- **WHAT IS NEEDED**
Scan the lines below for the string "such" and copy every one that has it.

START RECORDS FOR PROCESSING

PR #1886, opened 2025-04-27
CASSGO-72 Fix connection issue in Amazon Keyspaces

### LINKED ISSUE #1873: CASSGO-72 Connection trouble with Amazon Keyspaces
I have a trouble connecting to AWS Amazon Keyspaces (for Apache Cassandra). My program on EC2 can connect to Amazon Keyspaces without any issues for a while, but after a few days or weeks, it loses the connection and any query causes the error below.

```
```

Go version: 1.23.4
GoCQL version: 1.7.0

I built the program with gocql_debug enabled, and I got following logs.

```
2025/03/25 03:20:29 gocql: Session.handleNodeConnected: 172.16.1.14:9142
2025/03/25 03:20:29 gocql: conns of pool after stopped "172.16.1.14": 2
2025/03/25 03:20:29 gocql: Session.handleNodeConnected: 172.16.1.28:9142
2025/03/25 03:20:29 gocql: conns of pool after stopped "172.16.1.28": 2
2025/03/25 03:21:29 Session.ring:[172.16.1.14:UP][172.16.1.28:UP]

...

2025/03/26 15:11:11 gocql: unable to dial "[HostInfo hostname=\"\" connectAddress=\"127.0.0.1\" peer=\"<nil>\" rpc_address=\"127.0.0.1\" broadcast_address=\"127.0.0.1\" preferred_ip=\"<nil>\" connect_addr=\"127.0.0.1\" connect_addr_source=\"connect_address\" port=9142 data_centre=\"ap-northeast-1\" rack=\"ap-northeast-1\" host_id=\"be0f3a14-e107-3fee-a5e5-415c10539abd\" version=\"v3.11.2\" state=UP num_tokens=0]": dial tcp 127.0.0.1:9142: connect: connection refused
2025/03/26 15:11:11 gocql: filling stopped "127.0.0.1": dial tcp 127.0.0.1:9142: connect: connection refused
2025/03/26 15:11:11 gocql: conns of pool after stopped "127.0.0.1": 0
2025/03/26 15:11:11 gocql: Session.handleNodeDown: 127.0.0.1:9142
2025/03/26 15:11:11 gocql: unable to refresh ring: get existing host=[HostInfo hostname="" connectAddress="172.16.1.14" peer="172.16.1.14" rpc_address="172.16.1.14" broadcast_address="<nil>" preferred_ip="172.16.1.14" connect_addr="172.16.1.14" connect_addr_source="connect_address" port=9142 data_centre="ap-northeast-1" rack="ap-northeast-1" host_id="be0f3a14-e107-3fee-a5e5-415c10539abd" version="v3.11.2" state=UP num_tokens=1] from prevHosts: cannot find host
2025/03/26 15:11:29 Session.ring:[127.0.0.1:DOWN][172.16.1.28:UP]

...

2025/03/26 22:43:35 gocql: unable to dial "[HostInfo hostname=\"\" connectAddress=\"127.0.0.1\" peer=\"<nil>\" rpc_address=\"127.0.0.1\" broadcast_address=\"127.0.0.1\" preferred_ip=\"<nil>\" connect_addr=\"127.0.0.1\" connect_addr_source=\"connect_address\" port=9142 data_centre=\"ap-northeast-1\" rack=\"ap-northeast-1\" host_id=\"b666465e-cb85-3efa-b3ab-f6cf139e5a39\" version=\"v3.11.2\" state=UP num_tokens=0]": dial tcp 127.0.0.1:9142: connect: connection refused
2025/03/26 22:43:35 gocql: filling stopped "127.0.0.1": dial tcp 127.0.0.1:9142: connect: connection refused
2025/03/26 22:43:35 gocql: conns of pool after stopped "127.0.0.1": 0
2025/03/26 22:43:35 gocql: Session.handleNodeDown: 127.0.0.1:9142
2025/03/26 22:43:35 gocql: unable to refresh ring: get existing host=[HostInfo hostname="" connectAddress="172.16.1.28" peer="172.16.1.28" rpc_address="172.16.1.28" broadcast_address="<nil>" preferred_ip="172.16.1.28" connect_addr="172.16.1.28" connect_addr_source="connect_address" port=9142 data_centre="ap-northeast-1" rack="ap-northeast-1" host_id="b666465e-cb85-3efa-b3ab-f6cf139e5a39" version="v3.11.2" state=UP num_tokens=1] from prevHosts: cannot find host
2025/03/26 22:44:29 Session.ring:[127.0.0.1:DOWN][127.0.0.1:DOWN]
```

On startup, It has two hosts 172.16.1.14 and 172.16.1.28. After a while, the connection to 172.16.1.14 got lost with error `cannot find host` and try to reconnect to 127.0.0.1 instead of 172.16.1.14. After another while, the other connection also got lost with the same error and also try to reconnect to 127.0.0.1 instead of 172.16.1.28. As a result, all connections got lost.

So here are my questions:

First, in what situation the error `cannot find host` occur? Is this an expected error? I read the source code, but I couldn't understand it well.
Second, what makes it reconnect to 127.0.0.1 instead of original address? Is this an expected behavior?

If anyone has any idea, please let me know.

yomipq:
This PR fixes #1873 

In Amazon Keyspaces, system.local returns the localhost address and system.peers returns a host that contains the same hostID as localhost. This causes the connection issue in refreshRing(), where host address is overwritten with the localhost address and a host with the same hostID results in the "cannot find host" error.

This commit fixes the issue by making map from a slice of hosts. This approach is also used in `func (s *Session) init()` https://github.com/apache/cassandra-gocql-driver/blob/trunk/session.go#L272-L275

### DIFF
--- a/host_source.go
+++ b/host_source.go
@@ -722,7 +722,21 @@ func (r *ringDescriber) GetHosts() ([]*HostInfo, string, error) {
 		return r.prevHosts, r.prevPartitioner, err
 	}
 
-	hosts := append([]*HostInfo{localHost}, peerHosts...)
+	// if the same HostID exists in peerHosts, localHost needs to be excluded to work properly with Amazon Keyspaces (CASSGO-72, #1873)
+	var hasSameHostID bool
+	for _, h := range peerHosts {
+		if h.HostID() == localHost.HostID() {
+			hasSameHostID = true
+		}
+	}
+
+	var hosts []*HostInfo
+	if hasSameHostID {
+		hosts = peerHosts
+	} else {
+		hosts = append([]*HostInfo{localHost}, peerHosts...)
+	}
+
 	var partitioner string
 	if len(hosts) > 0 {
 		partitioner = hosts[0].Partitioner()


host_source.go
```diff
@@ -752,9 +752,14 @@ func refreshRing(r *ringDescriber) error {
 		return err
 	}
 
+	hostMap := make(map[string]*HostInfo, len(hosts))
+	for _, host := range hosts {
+		hostMap[host.HostID()] = host
+	}
+
```
dkropachev: I don't think this solution is straighforward, it relays on the fact that `r.GetHosts()` provides hosts in the certain order, if that order changes it stop working.
It would be better to update `GetHosts` to ignore hosts that are already in the list

dkropachev (changes requested):

host_source.go
yomipq: Thank you for reviewing. I will try to fix `GetHosts()` .

yomipq: I fixed `GetHosts()` to ignore localHost if the same Host ID exists.
Could you please confirm?

dkropachev: looks good, can you please add comment why this code is there, mentioning issue number and `Amazon Keyspaces`

yomipq: Yes, I added the comment.

jameshartig:
This needs a test.

Also, this addresses one of the issues but doesn't address the issue with the control connection querying the local table and getting back the wrong information. See https://github.com/apache/cassandra-gocql-driver/issues/1873#issuecomment-2778506348 for more details.

I was going to suggest that we do what that comment suggests and call `refreshRing` from within `setupConn` but that's going to end up causing double hosts lookups on initialization and it will not respect `DisableInitialHostLookup` if that's set.

The problem with `setupConn` is that it'll end up overwriting the host information with incorrect info since the local table has wrong information in it. It sounds like other drivers just do a full ring refresh but I don't think we can do that in this case. Should we just be ignoring some information in `addOrUpdate`? @joao-r-reis thoughts?

host_source.go
```diff
@@ -722,7 +722,21 @@ func (r *ringDescriber) GetHosts() ([]*HostInfo, string, error) {
...
+	var hosts []*HostInfo
+	if hasSameHostID {
+		hosts = peerHosts
+	} else {
+		hosts = append([]*HostInfo{localHost}, peerHosts...)
+	}
+
 	var partitioner string
 	if len(hosts) > 0 {
 		partitioner = hosts[0].Partitioner()
```
jameshartig, line 742: I think this needs to instead look at `localHost` instead because I don't think the peers table contains partitioner information.

joao-r-reis:
> The problem with setupConn is that it'll end up overwriting the host information with incorrect info since the local table has wrong information in it. It sounds like other drivers just do a full ring refresh but I don't think we can do that in this case. Should we just be ignoring some information in addOrUpdate? @joao-r-reis thoughts?

Yeah the fix is to make sure we do a full ring refresh instead of just updating the local host so that we can overwrite the local host info with the info from system.peers. Doing a full refresh even without any overwriting would also mitigate the issue because the current behavior of every host turning into 127.0.0.1 eventually after enough reconnects would no longer exist.

joao-r-reis:
The problem is that `(d *refreshDebouncer) refreshNow()` will attempt to get the control connection and if it's not up it will try to reconnect it so calling `refreshNow()` inside the control connection itself might not be ideal? This needs some more exploration to be honest. The easy solution would be to call the full refresh method bypassing the debouncer but at that point might as well remove the `refreshNow()` method of the debouncer and just use it for topology events.

yomipq:
Thank you for comments. I'm afraid but I don't understand the details for now. I will look into your comments and the codes.

joao-r-reis:
Closing this for now. I mentioned in https://github.com/apache/cassandra-gocql-driver/issues/1873#issuecomment-3436533650 that 2.0.0 might have fixed this already so we need someone that can verify whether CASSGO-72 can be closed or needs to stay open.

PR #1889, opened 2025-05-10
CASSGO-74: Closing a nil Session should not panic

tjons:
Encountered this while using the library this week and iterating through some unit test cases. 

The `Session` type methods are not nil-guarded, and will panic in a number of situations including nil-pointer dereferences. As a matter of practice, Go libraries customarily try to save panicking for errors where the calling program absolutely cannot continue normally. While some operations on the `Session` do deserve a panic (or ideally, an error), closing a nil Session is non-destructive to the state of the program and does not prevent normal operations for the user of the library.

### DIFF
--- a/session.go
+++ b/session.go
@@ -454,6 +454,10 @@ func (s *Session) Bind(stmt string, b func(q *QueryInfo) ([]interface{}, error))
 // Close closes all connections. The session is unusable after this
 // operation.
 func (s *Session) Close() {
+	// Closing a nil session is a non-event, return.
+	if s == nil {
+		return
+	}
 
 	s.sessionStateMu.Lock()
 	if s.isClosing {


session.go
```diff
@@ -454,6 +454,10 @@ func (s *Session) Bind(stmt string, b func(q *QueryInfo) ([]interface{}, error))
 // Close closes all connections. The session is unusable after this
 // operation.
 func (s *Session) Close() {
+	// Closing a nil session is a non-event, return.
+	if s == nil {
```
tolbertam, line 458: Agree that since there is nothing to do here, simply no-oping and returning is how I'd want this to behave too, and seems more pleasant than SIGSEV'ing.

I guess the question is how far this should go?  e.g. calling `session.Closed()` would still panic when maybe it would be ok to return `true` here as well?   Doing so would also prevent other methods `KeyspaceMetadata()` from panicking and instead return an error instead which could be nice (but other methods would still panic which creates an inconsistency).

But I think that changing the behavior for API methods broadly around nil receivers might be something hard to address without a major release.   For example `Query` returns `* Query`, and panics with a nil session, but i'm not sure how it should behave if we handled nil gracefully since we can't change the API to return an error without a major release.

Making this particular change around `Close()` seems fine to me before a major release.  I can't imagine anyone depending on this to panic.

Curious what others think about this and how the API should behave generally around nil receivers.

tjons: @tolbertam thanks for your feedback... I agree, I think there's a lot of opportunity to clean up this behavior in general. I had to resist the urge to boil the ocean and fix everything :sweat_smile:. Personally, I think I'd advocate for generally nil-guarding, returning an error to the user in most cases, and saving panics for when absolutely necessary. 

Unfortunately, that is a breaking signature change and as you said, challenging to handle without a major release. I'm new to the project but I've seen some discussion in slack about @joao-r-reis working on a v2 release... @joao-r-reis have you thought about potentially revisiting the API of the driver before committing to a v2 major version and the associated support commitments? There are a number of other things that might be interesting to consider in spirit of being more idomatic for Go developers, such as a more modular package structure. I'm using this client a lot and happy to write more about my experiences so far.

joao-r-reis: There's already a few API changes on `trunk` in preparation for the 2.0 release and we are not really looking to add any more work to 2.0 because we want to close it ASAP, it's been in progress for a long time and we initially wanted to do the release in April so we're already a bit delayed.

joao-r-reis: Also we don't want to do large scale API changes that will make it harder for users to upgrade, we're trying to make the least amount of changes possible

joao-r-reis: Irt to this change specifically, I'm not sure why a user calling `.Close()` on a `nil` session would be a gocql bug, should the driver guard against this in every single method? Seems a bit unreasonable

joao-r-reis: I'd be more open to this idea if the driver set the receiver to `nil` sometimes or if `nil` was a valid value in the context of the API but both of these things are not true

tjons: It's not a true "bug" in gocql but it's somewhat outside the accepted norm for Go libraries, particularly low-level ones. If you were reconsidering the API here, I'd encourage considering how to represent user-error in a way that's ergonomic to the user. I empathize with the need to ship the next release, and while I'd handle this differently I respect that the maintainers have their own priorities. 

I tried to find the middle ground approach here: if the library can fail silently and nondestructively I believe it is best to do so.

joao-r-reis: Do you have some kind of reference for this being considered the norm in Go libraries? Granted I don't have a lot of experience in the Go land but in all my time reading code from common Go libraries I've rarely seen libraries guard against `nil` receivers

tjons: Yep! https://go.dev/doc/effective_go#errors

> But what if the error is unrecoverable? Sometimes the program simply cannot continue.
> 
> For this purpose, there is a built-in function panic that in effect creates a run-time error that will stop the program (but see the next section). The function takes a single argument of arbitrary type—often a string—to be printed as the program dies. It's also a way to indicate that something impossible has happened, such as exiting an infinite loop.

And later: 
> This is only an example but real library functions should avoid panic. **If the problem can be masked or worked around, it's always better to let things continue to run rather than taking down the whole program.** One possible counterexample is during initialization: if the library truly cannot set itself up, it might be reasonable to panic, so to speak. 
(Emphasis mine)

joao-r-reis: I think that whole section is related to checks that the function is already performing and deciding whether to return an error or deliberately calling `panic()`. I don't see any reference to receiver `nil` checks.

Even in their example they don't check the receiver for `nil`:

```
func (e *PathError) Error() string {
    return e.Op + " " + e.Path + ": " + e.Err.Error()
}
```

jameshartig: This is a small change for such a large conversation but looking at the stdlib, I don't see any checks like this. 
* close a nil `http.Server`: panic
* close a nil `io.ReadCloser` from an `http.Response`: panic
* close a nil `sql.Conn`: panic

In general you should not be calling methods on nil pointers. I don't think we want to start some sort of precedent that we're going to be safe guarding callers who aren't checking for nil. This codebase is filled with pointers and methods that aren't guarding against this and I don't see the value in fixing one spot let alone spending the time to fix all of them.

jameshartig:
Going to close this. It would be helpful to share the code that made it seem reasonable call `Close` on a nil `Session`. If there's something that is returning nil that shouldn't we should fix that instead.

PR #1890, opened 2025-05-29
CASSGO-75: remove proto 1 and 2 support

### LINKED ISSUE #1888: Remove protoVersion2 support
Especially in frame.go, it is used in the data path and just 'pollutes' the code. Does anyone still need support for this ancient protocol? (and if they do, they can keep using older drivers).

dkropachev:
You can't find servers that support only proto 1 or 2. 
And there is no technical benefits to restrict proto to these versions. 
So, we can easily remove code that is taking care of these versions.

Fixes: https://github.com/apache/cassandra-gocql-driver/issues/1888


joao-r-reis:
C* 2.0 only supports v1 and v2 but I think that's ok. The java driver also removed support for these two versions. This should be done on a major release though so I think I'm going to get this in for 2.0. Can you create a JIRA? If you don't have an account I'll create the ticket

dkropachev:
@joao-r-reis , all tests are fixed, can you please restart cicd.

dkropachev:
> C* 2.0 only supports v1 and v2 but I think that's ok. The java driver also removed support for these two versions. This should be done on a major release though so I think I'm going to get this in for 2.0. Can you create a JIRA? If you don't have an account I'll create the ticket

Done: https://issues.apache.org/jira/browse/CASSGO-75

dkropachev:
Both failures due to the problem with java downloading:
```
Downloading: java 17.0.12-zulu

In progress...
9.1%curl: (92) HTTP/2 stream 1 was not closed cleanly: INTERNAL_ERROR (err 2)
```

That has nothing to do with the PR.
Btw, it signals that `sdkman` cache is not working.

joao-r-reis:
I asked if there are any concerns about this proposal in the slack channel, I'm going to wait a couple of days to see if anything pops up before reviewing and merging this.

marshal.go
```diff
@@ -113,10 +113,6 @@ type Unmarshaler interface {
 //
 // The marshal/unmarshal error provides a list of supported types when an unsupported type is attempted.
 func Marshal(info TypeInfo, value interface{}) ([]byte, error) {
-	if info.Version() < protoVersion1 {
-		panic("protocol version not set")
-	}
```
joao-r-reis, line 118: we probably want to keep this, IIUC it's checking if the field is set or left as empty

dkropachev: added back

jameshartig (approved):

jameshartig:
@dkropachev apologies, I merged another MR which caused a conflict in `writeHeader`. Just make that method use a single `append`.

joao-r-reis:
Can you add the entry to the changelog?

dkropachev:
> Can you add the entry to the changelog?

Done

joao-r-reis (approved):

END RECORDS FOR PROCESSING

- **RESPONSE TO THE TASK**
Unfortunately, that is a breaking signature change and as you said, challenging to handle without a major release. I'm new to the project but I've seen some discussion in slack about @joao-r-reis working on a v2 release... @joao-r-reis have you thought about potentially revisiting the API of the driver before committing to a v2 major version and the associated support commitments? There are a number of other things that might be interesting to consider in spirit of being more idomatic for Go developers, such as a more modular package structure. I'm using this client a lot and happy to write more about my experiences so far.
> For this purpose, there is a built-in function panic that in effect creates a run-time error that will stop the program (but see the next section). The function takes a single argument of arbitrary type—often a string—to be printed as the program dies. It's also a way to indicate that something impossible has happened, such as exiting an infinite loop.
jameshartig: This is a small change for such a large conversation but looking at the stdlib, I don't see any checks like this. 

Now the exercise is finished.